5 tips to achieve the best client and creative agency relationship
How do you get to that holy grail of a dynamic where you’re getting the most out of your creative agency, producing your best work and optimising your marketing spend? If you’re feeling like it can be a difficult balance to strike, don’t despair, during our 40 years of experience, we’ve found there are some very simple tactics you can employ to ensure a stronger client/agency relationship.
1. Meet the team you’ll be working with day-to-day.
From the very start, that is. So often, agencies (and some clients) operate on a ‘new business development’ model – where the team that makes the initial introductions acts purely as a scoping or onboarding team, and you don’t get to meet the people you’ll be working with on a daily basis. It can be hard to gauge chemistry this way, and particularly when wanting to forge long-lasting relationships, it’s key to know upfront that you have the team with the right skills and experience (and personality) working alongside you.
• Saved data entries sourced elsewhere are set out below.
Issue #445, opened 2022-04-30
[FEATURE REQUEST] expose backend Health in client & server


a5r0n:
**Is your feature request related to a problem? Please describe.**
to manage app lifecycle, we need to know when to restart some services

**Describe the solution you'd like**
exposing backend services health (like the Redis connection) should do the trick

@hibiken do u accept PR for this?
Any thoughts how to implement?
NB, i quite new in go, so i need some guidance

hibiken:
@a5r0n Thank you for opening this issue!

I want to do a bit more research around how we should do health checking / export health status, etc. 
I'll get back to you soon 👍

gbolo:
> @a5r0n Thank you for opening this issue!
> 
> I want to do a bit more research around how we should do health checking / export health status, etc. I'll get back to you soon +1

@hibiken how about just a basic redis ping/connection check like the server has right now, exposed through the callback function passed in the server config

```
// Config specifies the server's background-task processing behavior.
type Config struct {
...
	// HealthCheckFunc is called periodically with any errors encountered during ping to the
	// connected redis server.
	HealthCheckFunc func(error)

	// HealthCheckInterval specifies the interval between healthchecks.
	//
	// If unset or zero, the interval is set to 15 seconds.
	HealthCheckInterval time.Duration
...
}
```

This seems to work very good for me on the server side. Would love to have the same on the client side ;)

al-bglhk:
> This seems to work very good for me on the server side. Would love to have the same on the client side ;)

How did you do that? Any sample codes please?

pbarnum:
I personally would love to ping Redis (through the Asynq Client/Server) directly instead of relying on Asynq's callback function to do this for me. I have multiple dependencies performing health checks for my service and each one of them provide a direct function call that I can fanout. However for Asynq, I need to rely on the "latest" status returned, which may end up being stale at that point.

pbarnum:
Hey @hibiken, I'm bumping this thread to see if you had a chance to consider my last message. I also tagged this issue in a PR I submitted a few weeks back.

PR #585, opened 2022-12-14
[RFC] Adds Ping() to client/scheduler/server

pbarnum:


pbarnum:
@hibiken, this should close #445

mdaliyan:
Right now I'm pushing a task with an empty payload and then I'm ignoring it when I consume it for the sake of health check. Exposing Ping makes it much easier and cleaner health check than my approach. Please consider increasing the priority for this PR if possible. Thank you.

rapita (approved):

bojanz:
@hibiken What can we do to push this along? I need a client.Ping() to be able to integrate into my app's health check metrics.

arpitflex:
We are deploying an asynq queue alongside our services in a Kubernetes cluster, and a readiness check like this would be very helpful to ensure better Pod restarts by the orchestrator. Are we looking to include this with the 0.25 release @hibiken?

scheduler.go
```diff
@@ -320,3 +320,8 @@ func (s *Scheduler) clearHistory() {
 		}
 	}
 }
+
+// Ping performs a ping against the redis connection.
+func (s *Scheduler) Ping() error {
```
kamikazechaser, line 325: Check for s.srvStateClosed here as well

kamikazechaser (changes requested):

PR #623, opened 2023-02-28
SchedulerEntryID option for registered scheduled job

ilkerkorkut:
Managing autogenerated scheduler job entry ids are very difficult in some cases and it may need costly processes.

Example Scenario: When we try to generate a scheduler job per user basis and wa may want to follow that scheduler job process and unregister on a certain case. So we need to save scheduler job id to on db(need persistency) or cache after that we should check the which user has which scheduler job entry id. So It goes a costly approach. I tried to add SchedulerEntryID Option for Register method.

### DIFF
--- a/client.go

We’ve always found the direct approach of getting the right team in place to be the most fruitful for both client and agency. Yes, someone else may make the first phone call or host the first virtual meeting. But very soon after finding out the requirements, a team is assembled with the right expertise to deliver the best quality of service, and they’re introduced at the earliest possibility. Those initial meetings can contain such valuable information about how you as a new client and business want to work, missing that with the key agency team can hamper the pivotal onboarding process for all.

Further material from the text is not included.